ACTIVITY: Would you restate all the data that follows, word for word?

(Beginning of GIVEN RECORDS)

PR #14633, opened 2023-09-01
[MesonToolchain] Raises error if consumer uses raw options

franramirez688:
Changelog: omit
Docs: omit

UPDATED: Finally reverted by https://github.com/conan-io/conan/pull/14692

### DIFF
--- a/conan/tools/meson/helpers.py
+++ b/conan/tools/meson/helpers.py
@@ -99,8 +99,6 @@ def to_meson_value(value):
         return 'true' if value else 'false'
     elif isinstance(value, list):
         return '[{}]'.format(', '.join([str(to_meson_value(val)) for val in value]))
-    elif isinstance(value, dict):
-        return '{{{}}}'.format(', '.join([f'{k}: {str(to_meson_value(v))}' for k, v in value.items()]))
     elif isinstance(value, _PackageOption):
         raise ConanException("Conan options cannot be specified directly as a valid Meson data type."
                              " Please, use another Python data type like int, str, list or boolean.")
--- a/conan/tools/meson/helpers.py
+++ b/conan/tools/meson/helpers.py
@@ -1,4 +1,6 @@
 from conan.tools.build.flags import cppstd_msvc_flag
+from conans.errors import ConanException
+from conans.model.options import _PackageOption
 
 __all__ = ["to_meson_machine", "to_meson_value", "to_cppstd_flag"]
 
@@ -90,12 +92,18 @@ def to_meson_value(value):
     :return: formatted value as a ``str``.
     """
     # https://mesonbuild.com/Machine-files.html#data-types
+    # we don't need to transform the integer values
     if isinstance(value, str):
-        return "'%s'" % value
+        return f"'{value}'"
     elif isinstance(value, bool):
-        return 'true' if value else "false"
+        return 'true' if value else 'false'
     elif isinstance(value, list):
-        return '[%s]' % ', '.join([str(to_meson_value(val)) for val in value])
+        return '[{}]'.format(', '.join([str(to_meson_value(val)) for val in value]))
+    elif isinstance(value, dict):
+        return '{{{}}}'.format(', '.join([f'{k}: {str(to_meson_value(v))}' for k, v in value.items()]))
+    elif isinstance(value, _PackageOption):
+        raise ConanException("Conan options cannot be specified directly as a valid Meson data type."
+                             " Please, use another Python data type like int, str, list or boolean.")
     return value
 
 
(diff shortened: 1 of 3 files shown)


conan/tools/meson/helpers.py
```diff
@@ -90,12 +92,16 @@ def to_meson_value(value):
...
+        return f"'{value}'"
     elif isinstance(value, bool):
-        return 'true' if value else "false"
+        return 'true' if value else 'false'
     elif isinstance(value, list):
-        return '[%s]' % ', '.join([str(to_meson_value(val)) for val in value])
+        return '[{}]'.format(', '.join([str(to_meson_value(val)) for val in value]))
+    elif isinstance(value, _PackageOption):
+        raise ConanException("Conan options cannot be specified directly as a valid Meson data type."
+                             " Please, use another Python data type like int, str, list or boolean.")
```
franramirez688, line 104: @memsharded we were already transforming all the values into valid Meson data types

conans/test/functional/toolchains/meson/test_meson.py
```diff
@@ -296,3 +296,60 @@ def build(self):
     client.run("build .")
     assert "unrecognized character escape sequence" not in str(client.out)  # if Visual
     assert "unknown escape sequence" not in str(client.out)  # if mingw
+
+
+@pytest.mark.tool("meson")
```
memsharded: This doesn't need to be a full functional test that needs meson. The ``MesonToolchain`` can be safely operate without Meson installed at all. I think downgrading this to an integration test, or in this case, even better, a unittest, would be better.

memsharded (commented):
Looks good! 👍 
Just have a look to the test, I think a functional one is too much, as Meson is not really involved, errors happen before even calling meson.

conans/test/functional/toolchains/meson/test_meson.py
franramirez688: You're right, but I thought that it was safer if Meson minimally reads the native configuration file just to be sure that we're not making some syntax mistakes. This test is not compiling anything; it's only calling Meson to read that file. Anyway, I'm not opposed to converting it to a unit test.

memsharded: The test with Meson reading different options values is already there, in ``test_meson.py``:
```python
tc.project_options["STRING_DEFINITION"] = "Text"
tc.project_options["TRUE_DEFINITION"] = True
tc.project_options["FALSE_DEFINITION"] = False
tc.project_options["INT_DEFINITION"] = 42
tc.project_options["ARRAY_DEFINITION"] = ["Text1", "Text2"]
```

This test was about launching an error message if options is being passed, because it was erroring anyway, so it is enough to cover the error case, the other was already covered.

franramirez688: You're right. I did not look hard enough to see that test was already there. Thanks!

conans/test/functional/toolchains/meson/test_meson.py
```diff
@@ -13,94 +13,99 @@
...
+                tc.generate()
 
-    _meson_build = textwrap.dedent("""
-    project('tutorial', 'cpp')
-    add_global_arguments('-DSTRING_DEFINITION="' + get_option('STRING_DEFINITION') + '"',
-                         language : 'cpp')
-    add_global_arguments('-DHELLO_MSG="' + get_option('HELLO_MSG') + '"', language : 'cpp')
-    hello = library('hello', 'hello.cpp')
-    executable('demo', 'main.cpp', link_with: hello)
-    """)
```
franramirez688, line 70: Moved class attributes into the test. No changes here.

conans/test/functional/toolchains/meson/test_meson.py
```diff
@@ -13,94 +13,99 @@
...
-
-        self.t.run("install .")
-
+        self.t.run("build .", assert_error=True)
+        assert "Conan options cannot be specified directly as a valid Meson data type. " \
+               "Please, use another Python data type like int, str, list or boolean." in self.t.out
+        # Let's transform the Conan option into other allowed data type to solve the issue
+        self.t.save({"conanfile.py": conanfile_py.format(dynamic="True if self.options.shared "
+                                                                 "else False")})
+        self.t.run("build .")
```
franramirez688, line 94: This is the most meaningful part.

memsharded (approved):

AbrilRBS (approved):
My only concern comes from the differing behaviuours that CMakeToolchain now presents, we should thing about how to handle that, and user expectations. For now just having this properly documented is a-ok for me :)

(End of GIVEN RECORDS)

SOLUTION:
PR #14633, opened 2023-09-01
[MesonToolchain] Raises error if consumer uses raw options

franramirez688:
Changelog: omit
Docs: omit

UPDATED: Finally reverted by https://github.com/conan-io/conan/pull/14692

### DIFF
--- a/conan/tools/meson/helpers.py
+++ b/conan/tools/meson/helpers.py
@@ -99,8 +99,6 @@ def to_meson_value(value):
         return 'true' if value else 'false'
     elif isinstance(value, list):
         return '[{}]'.format(', '.join([str(to_meson_value(val)) for val in value]))
-    elif isinstance(value, dict):
-        return '{{{}}}'.format(', '.join([f'{k}: {str(to_meson_value(v))}' for k, v in value.items()]))
     elif isinstance(value, _PackageOption):
         raise ConanException("Conan options cannot be specified directly as a valid Meson data type."
                              " Please, use another Python data type like int, str, list or boolean.")
--- a/conan/tools/meson/helpers.py
+++ b/conan/tools/meson/helpers.py
@@ -1,4 +1,6 @@
 from conan.tools.build.flags import cppstd_msvc_flag
+from conans.errors import ConanException
+from conans.model.options import _PackageOption
 
 __all__ = ["to_meson_machine", "to_meson_value", "to_cppstd_flag"]
 
@@ -90,12 +92,18 @@ def to_meson_value(value):
     :return: formatted value as a ``str``.
     """
     # https://mesonbuild.com/Machine-files.html#data-types
+    # we don't need to transform the integer values
     if isinstance(value, str):
-        return "'%s'" % value
+        return f"'{value}'"
     elif isinstance(value, bool):
-        return 'true' if value else "false"
+        return 'true' if value else 'false'
     elif isinstance(value, list):
-        return '[%s]' % ', '.join([str(to_meson_value(val)) for val in value])
+        return '[{}]'.format(', '.join([str(to_meson_value(val)) for val in value]))
+    elif isinstance(value, dict):
+        return '{{{}}}'.format(', '.join([f'{k}: {str(to_meson_value(v))}' for k, v in value.items()]))
+    elif isinstance(value, _PackageOption):
+        raise ConanException("Conan options cannot be specified directly as a valid Meson data type."
+                             " Please, use another Python data type like int, str, list or boolean.")
     return value
 
 
(diff shortened: 1 of 3 files shown)


conan/tools/meson/helpers.py
```diff
@@ -90,12 +92,16 @@ def to_meson_value(value):
...
+        return f"'{value}'"
     elif isinstance(value, bool):
-        return 'true' if value else "false"
+        return 'true' if value else 'false'
     elif isinstance(value, list):
-        return '[%s]' % ', '.join([str(to_meson_value(val)) for val in value])
+        return '[{}]'.format(', '.join([str(to_meson_value(val)) for val in value]))
+    elif isinstance(value, _PackageOption):
+        raise ConanException("Conan options cannot be specified directly as a valid Meson data type."
+                             " Please, use another Python data type like int, str, list or boolean.")
```
franramirez688, line 104: @memsharded we were already transforming all the values into valid Meson data types

conans/test/functional/toolchains/meson/test_meson.py
```diff
@@ -296,3 +296,60 @@ def build(self):
     client.run("build .")
     assert "unrecognized character escape sequence" not in str(client.out)  # if Visual
     assert "unknown escape sequence" not in str(client.out)  # if mingw
+
+
+@pytest.mark.tool("meson")
```
memsharded: This doesn't need to be a full functional test that needs meson. The ``MesonToolchain`` can be safely operate without Meson installed at all. I think downgrading this to an integration test, or in this case, even better, a unittest, would be better.

memsharded (commented):
Looks good! 👍 
Just have a look to the test, I think a functional one is too much, as Meson is not really involved, errors happen before even calling meson.

conans/test/functional/toolchains/meson/test_meson.py
franramirez688: You're right, but I thought that it was safer if Meson minimally reads the native configuration file just to be sure that we're not making some syntax mistakes. This test is not compiling anything; it's only calling Meson to read that file. Anyway, I'm not opposed to converting it to a unit test.

memsharded: The test with Meson reading different options values is already there, in ``test_meson.py``:
```python
tc.project_options["STRING_DEFINITION"] = "Text"
tc.project_options["TRUE_DEFINITION"] = True
tc.project_options["FALSE_DEFINITION"] = False
tc.project_options["INT_DEFINITION"] = 42
tc.project_options["ARRAY_DEFINITION"] = ["Text1", "Text2"]
```

This test was about launching an error message if options is being passed, because it was erroring anyway, so it is enough to cover the error case, the other was already covered.

franramirez688: You're right. I did not look hard enough to see that test was already there. Thanks!

conans/test/functional/toolchains/meson/test_meson.py
```diff
@@ -13,94 +13,99 @@
...
+                tc.generate()
 
-    _meson_build = textwrap.dedent("""
-    project('tutorial', 'cpp')
-    add_global_arguments('-DSTRING_DEFINITION="' + get_option('STRING_DEFINITION') + '"',
-                         language : 'cpp')
-    add_global_arguments('-DHELLO_MSG="' + get_option('HELLO_MSG') + '"', language : 'cpp')
-    hello = library('hello', 'hello.cpp')
-    executable('demo', 'main.cpp', link_with: hello)
-    """)
```
franramirez688, line 70: Moved class attributes into the test. No changes here.

conans/test/functional/toolchains/meson/test_meson.py
```diff
@@ -13,94 +13,99 @@
...
-
-        self.t.run("install .")
-
+        self.t.run("build .", assert_error=True)
+        assert "Conan options cannot be specified directly as a valid Meson data type. " \
+               "Please, use another Python data type like int, str, list or boolean." in self.t.out
+        # Let's transform the Conan option into other allowed data type to solve the issue
+        self.t.save({"conanfile.py": conanfile_py.format(dynamic="True if self.options.shared "
+                                                                 "else False")})
+        self.t.run("build .")
```
franramirez688, line 94: This is the most meaningful part.

memsharded (approved):

AbrilRBS (approved):
My only concern comes from the differing behaviuours that CMakeToolchain now presents, we should thing about how to handle that, and user expectations. For now just having this properly documented is a-ok for me :)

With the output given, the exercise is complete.